(Stored records)

* * * *

PR #336, opened 2023-01-31
RFC: Monorepo

jcavanagh:
This RFC proposes to consolidate all Spinnaker code into a single Git repository.

It also contains samples and instructions on how to preserve third-party forks, and maintain those forks moving forward.

### DIFF
--- a/rfc/monorepo.md
+++ b/rfc/monorepo.md
@@ -1,0 +1,557 @@
+# Monorepo, Composite Build, and Unified Test/Release
+
+|               |                                                             |
+| ------------- |-------------------------------------------------------------|
+| **Status**    | Proposed                                                    |
+| **RFC #**     |     |
+| **Author(s)** | Joe Cavanagh ([`@jcavanagh`](https://github.com/jcavanagh)) |
+| **SIG / WG**  | Platform SIG                                                |
+
+## Overview
+
+This document describes the unification of all Spinnaker service, UI, and directly supporting code into a Git monorepo.
+
+Within that repository, create a single build, test, and release process.
+
+This process will be somewhat intelligent - detecting changes in order to minimize the amount of work performed for a given PR or release build.
+
+This is closely related to [previously-closed RFC 154](https://github.com/spinnaker/governance/pull/154)
+
+### Goals and Non-Goals
+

* * * *

__INSTRUCTIONS FOR THE TASK__: Would you return the full set of entries, unchanged in every detail?

__TASK OUTPUT__:
PR #336, opened 2023-01-31
RFC: Monorepo

jcavanagh:
This RFC proposes to consolidate all Spinnaker code into a single Git repository.

It also contains samples and instructions on how to preserve third-party forks, and maintain those forks moving forward.

### DIFF
--- a/rfc/monorepo.md
+++ b/rfc/monorepo.md
@@ -1,0 +1,557 @@
+# Monorepo, Composite Build, and Unified Test/Release
+
+|               |                                                             |
+| ------------- |-------------------------------------------------------------|
+| **Status**    | Proposed                                                    |
+| **RFC #**     |     |
+| **Author(s)** | Joe Cavanagh ([`@jcavanagh`](https://github.com/jcavanagh)) |
+| **SIG / WG**  | Platform SIG                                                |
+
+## Overview
+
+This document describes the unification of all Spinnaker service, UI, and directly supporting code into a Git monorepo.
+
+Within that repository, create a single build, test, and release process.
+
+This process will be somewhat intelligent - detecting changes in order to minimize the amount of work performed for a given PR or release build.
+
+This is closely related to [previously-closed RFC 154](https://github.com/spinnaker/governance/pull/154)
+
+### Goals and Non-Goals
+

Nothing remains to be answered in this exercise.